In the beginning of a multivariable calculus class, I'm trying to calculate the following problem.
A particle moves in the plane along an ellipse curve so that at time t ≥ 0 it is at the point $ r(t) = (3cos(2πt), 2sin(2πt)). $
(a) At what points on the curve is the speed greatest?
(b) Find the greatest speed.
I've derived r, to get an expression for the derivative at t, that is, the speed at t: $ r'(t) = (-6 \pi sin(2πt), 4 \pi cos(2πt)) $.
Regarding a, now I'm not sure how to use r'(t) to find the maximum. We don't have tools like gradients at this point. Are we instead supposed to logically think about the shape of the ellips and what that means for its speed?
(The answer for a is $(0,\pm 2)$.)
Regarding b, is I was able to establish $(0,\pm2)$ in a, I assume I'd now like to know what t in r'(t) gives $(0,\pm2)$ so that I may plug that t into r'(t) and find the speed? How do I go about finding what t in r'(t) gives $(0,\pm2)$?
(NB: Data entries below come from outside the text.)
PR #149, opened 2022-08-22
Fix issue on vue-template-compiler using named slot.

volterra79:
To fix issue on empty slot name value when parent component doesn't fill slot, at moment we need to use vue version 2.6.12 and same version for vue-template-compiler.

---

**NB** This pull also upgrade `"graceful-fs"` and package.json's `"engines"`.

Based on https://stackoverflow.com/questions/55921442/how-to-fix-referenceerror-primordials-is-not-defined-in-node-js :

**If you are using npm >= 8.3.0 in your package.json file:**

```
{
  // Your current package.json
  "overrides": {
    "graceful-fs": "^4.2.10"
  }
}
```
the solution above is the only on that solve the issue on npm install related to gulp@3

### DIFF
--- a/package.json
+++ b/package.json
@@ -35,11 +35,11 @@
   "dependencies": {
     "regenerator-runtime": "^0.13.9",
     "shp-write": "^0.3.2",
-    "vue": "^2.6.12",
+    "vue": "2.6.12",
     "vue-cookie-law": "^1.13.3"
   },
-  "resolutions": {
-    "graceful-fs": "4.2.3"
+  "overrides": {
+    "graceful-fs": "^4.2.10"
   },
   "devDependencies": {
     "babel-core": "^6.26.3",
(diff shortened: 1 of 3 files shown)


package.json
```diff
@@ -35,11 +35,11 @@
...
     "regenerator-runtime": "^0.13.9",
     "shp-write": "^0.3.2",
-    "vue": "^2.6.12",
+    "vue": "2.6.12",
     "vue-cookie-law": "^1.13.3"
   },
-  "resolutions": {
-    "graceful-fs": "4.2.3"
+  "overrides": {
+    "graceful-fs": "^4.2.10"
```
Raruto, line 42: Please also add some notes about this change in the description of the pull request

package.json
```diff
@@ -118,13 +118,14 @@
...
     "vueify": "^9.4.1",
     "watchify": "^3.7.0",
     "yargs": "^8.0.2"
   },
   "browserslist": "defaults",
   "engines": {
-    "node": ">=16.13.2",
-    "npm": ">=8.1.2"
+    "node": ">=16.15.0",
+    "npm": ">=8.5.5"
```
Raruto, line 129: Please also add some notes about this change in the description of the pull request

Raruto (commented):
This pull also upgrade "graceful-fs" and package.json's "engines"

package.json
volterra79: Based on https://stackoverflow.com/questions/55921442/how-to-fix-referenceerror-primordials-is-not-defined-in-node-js :
**If you are using npm >= 8.3.0 in your package.json file:**

```
{
  // Your current package.json
  "overrides": {
    "graceful-fs": "^4.2.10"
  }
}
```
and after some test, the solution above is the only on that solve the issue on npm install related to gulp@3

Raruto (approved):

PR #155, opened 2022-08-25
Change default geocoding control marker icon (`yellow circle` --> `red marker`)

volterra79:
## List of changes:

- update default geocoding marker icon (`yellow circle` --> `red marker`)
- let marker icon stay visible on map until a new research is done (or the user clear results)

## Before

circle

## After

marker

Related to https://github.com/g3w-suite/g3w-client/pull/131


Raruto (commented):
@volterra79 please add a couple of pictures that shows the before / after so I get an idea of what to expect (from what you write it doesn't look like you're adding a new feature)

Raruto (approved):

PR #209, opened 2022-09-23
Fix print area calculation on devices with `DEVICE_PIXEL_RATIO` greater than 1

### LINKED ISSUE #36: https://dev.g3wsuite.it/en/map/demo-34/ print Broken?
Hi, was just scrolling around the print part of https://dev.g3wsuite.it/en/map/demo-34/

and it seems the select of the map part in the print layout is broken as I cannot select the exact map zone of the print.

Is this a BUG or it is as intended?

Thank you!

image

image

volterra79:
Closes: #36 

Remove `ol.has.DEVICE_PIXEL_RATIO` from calculation of print area


tudorbarascu:
@volterra79 Thanks! Just tested it and it now works.

PR #221, opened 2022-09-29
Overall rename ambiguous variable name from `lng` to `language`

### LINKED ISSUE #182: Overall rename ambiguous property `lng`
As per **v3.6**, the `lng` shorthand can be easily confused with `longitude` (instead of `language`), for example:

### ApplicationState::lng

https://github.com/g3w-suite/g3w-client/blob/5789adafd2664a4c5603af257c37ef1b48fa5892/src/store/application-state.js#L14

https://github.com/g3w-suite/g3w-client/blob/8ff4f9f5ac84444d93a750b168987959c82957ed/src/app/gui/inputs/input.js#L19

https://github.com/g3w-suite/g3w-client/blob/6775405174fd293ab485d9450a03c50435e9afff/src/components/QueryResultsActionQueryPolygonCSVAttributes.vue#L40-L43

volterra79:
Closes: #182


src/store/application-state.js
```diff
@@ -11,7 +11,7 @@ const STATE = Vue.observable({
   download: false, // true if there is a downloaded that is waiting
   upload: false, // upload
   baseLayerId: null,
-  lng: 'en', // language default
+  language: 'en', // language default
```
Raruto, line 18: In order to avoid backwards compatibility issues we have also need to add here an alias between the old and the new property (ie. `ApplicationState.lng == ApplicationState.language` must be true at least until the next major release)

Raruto (changes requested):

src/store/application-state.js
volterra79: @Raruto ok

src/services/application.js
```diff
@@ -153,6 +153,7 @@ const ApplicationService = function() {
 
   this.changeLanguage = function(language){
     changeLanguage(language);
+    ApplicationState.lng = language; // DEPRECATED: this property will be removed on v4 version. Leave for backward compatibility
```
Raruto: Whenever possible make use of the [@deprecated](https://jsdoc.app/tags-deprecated.html) tag so that your IDE knows it too (syntax higliting, code linting, ..)

In the case of small annotations you can also use the inline version (to be used wisely...):

```js
/** @deprecated since v3.7 */
foo: "bar"
```

instead of:

```js
/**
 * @deprecated since v3.7
 */
foo: "bar"
```

Raruto (changes requested):

Raruto (approved):

PR #236, opened 2022-10-14
Replace the `docker compose` command with `docker-compose`

tudorbarascu:


tudorbarascu:
Actually, this is only to fix older docker compose commands. gonna close.

PR #243, opened 2022-10-24
Prevent to register event handlers for `undefined` setter methods (G3WObject)

volterra79:
In case we are trying to register:

- `foo.onbefore( 'setterName', function() { ... } )`
- `foo.onafter( 'setterName', function() { ... } )`

on a `setterName` method that is not present on `foo` object, we get the following javascript error:

```js
TypeError: Cannot reading properties of undefined (reading 'push')
at proto._onsetter (g3wobject.js:79:21)
at proto._onafter (g3wobject.js:27:15)
```

---
 
Screenshot from 2022-10-24 12-08-06

### DIFF
--- a/src/app/core/g3wobject.js
+++ b/src/app/core/g3wobject.js
@@ -73,20 +73,23 @@ proto.un = function(setter, key) {
   type=sync|async
 */
 proto._onsetter = function(when, setter, listener, async, priority=0, once=false) {
-  const settersListeners = this.settersListeners[when];
-  const listenerKey = `${Math.floor(Math.random()*1000000) + Date.now()}`;
+  let listenerKey;
+  const settersListeners = this.settersListeners[when] || {};
   const settersListeneres = settersListeners[setter];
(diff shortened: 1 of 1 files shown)


src/app/core/g3wobject.js
```diff
@@ -73,20 +73,23 @@ proto.un = function(setter, key) {
   type=sync|async
 */
 proto._onsetter = function(when, setter, listener, async, priority=0, once=false) {
-  const settersListeners = this.settersListeners[when];
-  const listenerKey = `${Math.floor(Math.random()*1000000) + Date.now()}`;
+  let listenerKey;
+  const settersListeners = this.settersListeners[when] || {};
   const settersListeneres = settersListeners[setter];
```
Raruto, line 78: @volterra79 `settersListeners` vs `settersListeneres` let's find out a different naming...

volterra79: @Raruto right. I'll refactor this part to be more readable

PR #1169, opened 2023-08-30
Remove deprecated chrono function use

hitenkoku:
## What Changed

- Cargo update
- Remove deprecated chrono function use


YamatoSecurity (approved):
@hitenkoku LGTM! thank you!

PR #1205, opened 2023-10-30
add explanation about rule sets

YamatoSecurity:
I added explanations about the rule sets. @fukusuket Could I ask you to do the Japanese translations? I do not have time at the moment and you will probably do a better job than me.


fukusuket (approved):
@YamatoSecurity 
I a dded Japanese README:) I would appreciate it if you could check it out🙏

YamatoSecurity:

PR #1233, opened 2023-12-18
added stricter checks for options

### LINKED ISSUE #1232: Add stricter required options
The following options should only be run without the wizard so I want to display an error message when the usage is incorrect:
```
-D, --enable-deprecated-rules
-n, --enable-noisy-rules
-u, --enable-unsupported-rules
-e, --exact-level
-m, --min-level
      --exclude-category <CATEGORY...>  Do not load rules with specified logsource categories (ex: process_creation,pipe_created)
      --exclude-status <STATUS...>      Do not load rules according to status (ex: experimental) (ex: stable,test)
      --exclude-tag <TAG...>            Do not load rules with specific tags (ex: sysmon)
      --include-tag <TAG...>            Only load rules with specific tags (ex: attack.execution,attack.discovery)
-r, --rules
```

YamatoSecurity:
closes #1232 

I made the required options a little stricter and updated `csv` to 1.3 as it is just a minor update.
Please check when you have time.

### DIFF
--- a/Cargo.lock
+++ b/Cargo.lock
@@ -462,9 +462,9 @@ dependencies = [
 
 [[package]]
 name = "csv"
-version = "1.2.2"
+version = "1.3.0"
 source = "registry+https://github.com/rust-lang/crates.io-index"
-checksum = "626ae34994d3d8d668f4269922248239db4ae42d538b14c398b74a52208e8086"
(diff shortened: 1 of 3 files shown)


hitenkoku (approved):
Thanks for your pull request.
LGTM

fukusuket (approved):
LGTM!!🚀

PR #1237, opened 2023-12-19
Added message about reporting issues and FPs

hitenkoku:
## What Changed

- Added message about reporting issues and FPs when `csv-timeline` or `json-timeline` command was used.


YamatoSecurity (approved):
@hitenkoku LGTM! Thank you!

Issue #787, opened 2022-11-03
Reduce usage of clone()


YamatoSecurity:
We would like to reduce the number of clone() uses to reduce memory usage as much as possible.

@fukusuket would you like to try to fix these? I can assign you. If it is difficult then we can ask someone else to take a look at it.

<img width="1090" alt="clone" src="https://user-images.githubusercontent.com/71482215/199856686-e2c8a097-651e-4d57-9261-4e932f2a3988.png">

fukusuket:
@YamatoSecurity 
I will be happy to fix it :) 
If it is difficult for me to fix it ..., I will ask you to change the assignment !

YamatoSecurity:
Ok, thanks! Do what you can and if there are some difficult ones to fix we can always ask others for help.

fukusuket:
After grepping, the clone() in the v1.7.2 is as follows.
- detections.rule  (10 usages found)
  - condition_parser.rs  (6 usages found)
    - [L75 ConditionToken::SelectionReference(name.clone())](https://github.com/Yamato-Security/hayabusa/blob/v1.7.2/src/detections/rule/condition_parser.rs#L75)
    - [L83 ConditionToken::ParenthesisContainer(sub_tokens) => sub_tokens.clone()](https://github.com/Yamato-Security/hayabusa/blob/v1.7.2/src/detections/rule/condition_parser.rs#L83)
    - [L84 ConditionToken::AndContainer(sub_tokens) => sub_tokens.clone()](https://github.com/Yamato-Security/hayabusa/blob/v1.7.2/src/detections/rule/condition_parser.rs#L84)
    - [L85 ConditionToken::OrContainer(sub_tokens) => sub_tokens.clone()](https://github.com/Yamato-Security/hayabusa/blob/v1.7.2/src/detections/rule/condition_parser.rs#L85)
    - [L86 ConditionToken::NotContainer(sub_tokens) => sub_tokens.clone()](https://github.com/Yamato-Security/hayabusa/blob/v1.7.2/src/detections/rule/condition_parser.rs#L86)
    - [L87 ConditionToken::OperandContainer(sub_tokens) => sub_tokens.clone()](https://github.com/Yamato-Security/hayabusa/blob/v1.7.2/src/detections/rule/condition_parser.rs#L87)
  - mod.rs  (3 usages found)
[...]

PR #1268, opened 2024-02-03
Remove replace subtoken

hach1yon:
#787 

## What Changed
change parse condition logic in order to remove unnecessary function and in order not to create unnecessary token instance.

## Evidence

The testcases have passed.


fukusuket (approved):
I confirmed that there is no difference with 2.12.0 using the csv-timeline/json-timeline command :) LGTM!!🚀

PR #1270, opened 2024-02-04
reduce the number of AndContainer's and OrContainer's instance

hach1yon:
## What Changed

I reduced the number of AndContainer and OrContainer instance that Hayabusa creates when parsing condition section of rule files. 
* The previous logic creates unnecessary AndContainer. For example, if the condition section is `section1 and section2 and secion3 and section4`, previous logic creates three AndContainer like `AndContainer.(section1, AndContainer.(section2, AndContainer.(section3, secion4)))`. Current logic create only 1 AndContainer like `AndContainer.(section1, section2, section3, section4)` if the condition section is `section1 and section2 and secion3 and section4`.
* The previous logic creates OrContainer even if there is only one subtoken. For example, if the condition section is `section1 `, the previous logic creates OrContainer like `OrContainer(section1)`. The current logic doesn't create unnecessary OrContainer instance.

## Evidence

Please describe the functionality gained by merging this pull-request and the evidence that the bug has been fixed.

### DIFF
--- a/src/detections/rule/condition_parser.rs
+++ b/src/detections/rule/condition_parser.rs
@@ -305,20 +305,27 @@ impl ConditionCompiler {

You almost got it. What you currently have, $\vec{r'}$ is the velocity vector at any point in time (with both the x and y components). You need to use the Pythagorean Theorem to find the speed at any point in time by doing the following:
$$s(t) = \sqrt{(-6 \pi \sin(2 \pi t))^2) + (4 \pi \cos(2 \pi t))^2}$$
which simplifies to:
$$s(t) = 2 \pi \sqrt{9 \sin^2(2 \pi t) + 4 \cos^2(2 \pi t)}$$
Now, we can find the derivative of $s(t)$ in order to find its maximum: $$s'(t)= \frac{20{\pi}^2\cos\left(2{\pi}t\right)\sin\left(2{\pi}t\right)}{\sqrt{9\sin^2\left(2{\pi}t\right)+4\cos^2\left(2{\pi}t\right)}}$$
Now, we can use some reasoning to determine where $s'(t)=0$ (acceleration is zero when speed is at max/min). Since we know a fraction is only equal to zero when the numerator is 0, and by dividing everything by $20 \pi^2$, we can obtain the following: $$\cos(2 \pi t) \cdot \sin(2 \pi t) = 0$$ which gives the solutions: $$t = \frac{n}{2}-\frac{1}{4},\, t=\frac{n}{2} \text{ where } n \in \mathbb{Z}$$ From here, a plugging in $t$ into $s(t)$ will quickly determine its value, and whether it is a min/max.